C:/WinAVR-20100110/bin/avr-gcc.exe -o CMakeFiles/cmTryCompileExec420260872.dir/testCCompiler.c.obj -c /cygdrive/c/Users/Daniel/.clion10/system/cmake/generated/2eb381d5/2eb381d5/__default__/CMakeFiles/CMakeTmp/testCCompiler.c
avr-gcc.exe: /cygdrive/c/Users/Daniel/.clion10/system/cmake/generated/2eb381d5/2eb381d5/__default__/CMakeFiles/CMakeTmp/testCCompiler.c: No such file or directory
Is there a way to have CMake pass avr-gcc arguments in a format it can work with?
For reference, this is the full output:
Error:The C compiler "C:/WinAVR-20100110/bin/avr-gcc" is not able to compile a simple test program.
It fails with the following output:
Change Dir: /cygdrive/c/Users/Daniel/.clion10/system/cmake/generated/2eb381d5/2eb381d5/__default__/CMakeFiles/CMakeTmp
Run Build Command:/usr/bin/make.exe "cmTryCompileExec420260872/fast"

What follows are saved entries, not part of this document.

PR #434, opened 2016-08-04
Provide chunk size suggestion for BnP jobs with chunk overflow except…

mattwisein:
…ions and fix num chunks algorith to round up

I'm looking for feedback on this change, I'm still in the process of testing it, so it is not ready to merge.

### DIFF
--- a/contrib/hadoop-store-builder/src/java/voldemort/store/readonly/disk/HadoopStoreWriter.java
+++ b/contrib/hadoop-store-builder/src/java/voldemort/store/readonly/disk/HadoopStoreWriter.java
@@ -55,6 +55,27 @@ public class HadoopStoreWriter
 
     private static final Logger logger = Logger.getLogger(HadoopStoreWriter.class);
 
+    /**
+     * For each chunk in a partition, Index files contains the integer offset into
+     * the corresponding data file. So it is capped at {@link Integer#MAX_VALUE}.
+     */
+    public static final long MAX_CHUNK_SIZE = Integer.MAX_VALUE;
+
+    /**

/usr/bin/make -f CMakeFiles/cmTryCompileExec420260872.dir/build.make CMakeFiles/cmTryCompileExec420260872.dir/build
make[1]: Entering directory '/cygdrive/c/Users/Daniel/.clion10/system/cmake/generated/2eb381d5/2eb381d5/__default__/CMakeFiles/CMakeTmp'
/usr/bin/cmake.exe -E cmake_progress_report /cygdrive/c/Users/Daniel/.clion10/system/cmake/generated/2eb381d5/2eb381d5/__default__/CMakeFiles/CMakeTmp/CMakeFiles 1
Building C object CMakeFiles/cmTryCompileExec420260872.dir/testCCompiler.c.obj
C:/WinAVR-20100110/bin/avr-gcc.exe -o CMakeFiles/cmTryCompileExec420260872.dir/testCCompiler.c.obj -c /cygdrive/c/Users/Daniel/.clion10/system/cmake/generated/2eb381d5/2eb381d5/__default__/CMakeFiles/CMakeTmp/testCCompiler.c
avr-gcc.exe: /cygdrive/c/Users/Daniel/.clion10/system/cmake/generated/2eb381d5/2eb381d5/__default__/CMakeFiles/CMakeTmp/testCCompiler.c: No such file or directory
avr-gcc.exe: no input files
CMakeFiles/cmTryCompileExec420260872.dir/build.make:60: recipe for target 'CMakeFiles/cmTryCompileExec420260872.dir/testCCompiler.c.obj' failed
make[1]: Leaving directory '/cygdrive/c/Users/Daniel/.clion10/system/cmake/generated/2eb381d5/2eb381d5/__default__/CMakeFiles/CMakeTmp'
make[1]: *** [CMakeFiles/cmTryCompileExec420260872.dir/testCCompiler.c.obj] Error 1
Makefile:117: recipe for target 'cmTryCompileExec420260872/fast' failed
make: *** [cmTryCompileExec420260872/fast] Error 2
CMake will not be able to correctly generate this project.
I use cmake and avr on windows and on linux.
The syntax is the same. Why do you want to use cygwin in the mid of that?
In any case you didn't show your toolchain file.
When cross compiling using cmake you need to provide a toolchain file where you set all the configuration related to the compiler.
You need to do this because when cmake starts it try to compile a simple program and it try to run it. If you are using an avr compiler on a computer cmake can't run the executable, so it fails.
You need to put an extra care including this command in the toolchain:
SET(CMAKE_SYSTEM_NAME Generic)
it is needed for skip this compilation and so to avoid the failure.